Während des Besuchs bestätigte Warken Pläne zur Erhöhung der festen Apothekengebühr – eine seit Langem von der Branche geforderte Maßnahme. Zwar räumte sie ein, dass Versandapotheken mittlerweile fest zum System gehörten, betonte jedoch, dass eine strengere Aufsicht notwendig sei.

Dr. Gaub setzte sich dafür ein, Apotheken mehr Verantwortung zu übertragen, etwa bei Impfungen, um Ärzte zu entlasten. Mit dem richtigen rechtlichen Rahmen könnten Apotheken ihre Dienstleistungen deutlich ausbauen, argumentierte sie. Warken stimmte grundsätzlich zu, wies jedoch darauf hin, dass einige Reformen der Zusammenarbeit mit den Berufskammern bedürften.

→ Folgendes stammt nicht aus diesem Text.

PR #651, opened 2026-05-20
Strip binaries in wheel building

rjb32:
Strip binaries and shared libraries when building the wheel to remove debug symbols

### DIFF
--- a/build_backend.py
+++ b/build_backend.py
@@ -4,6 +4,7 @@ import os
 import shlex
 import shutil
 import subprocess
+import sys
 import tempfile
 from pathlib import Path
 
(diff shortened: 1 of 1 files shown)


build_backend.py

Die Ministerin unterstrich ihr Engagement für Bürokratieabbau, gab aber zu, dass regulatorische Grenzen ihren Handlungsspielraum einschränkten. Auf Nachfrage zu Details des Besuchs lehnte Warken später weitere Stellungnahmen ab.

Dr. Gaub bezeichnete das Treffen als "sehr angenehm" und lobte, dass Warken die Herausforderungen lokaler Apotheken deutlich erkannt habe.

Der Besuch unterstrich die laufenden Bemühungen, die Apothekenregulierung zu reformieren und Gesundheitsleistungen breiter zu verteilen. Warens Zusage zur Gebührenerhöhung markiert einen Fortschritt – umfassendere Änderungen hängen jedoch von der Zusammenarbeit mit den Standesvertretungen ab.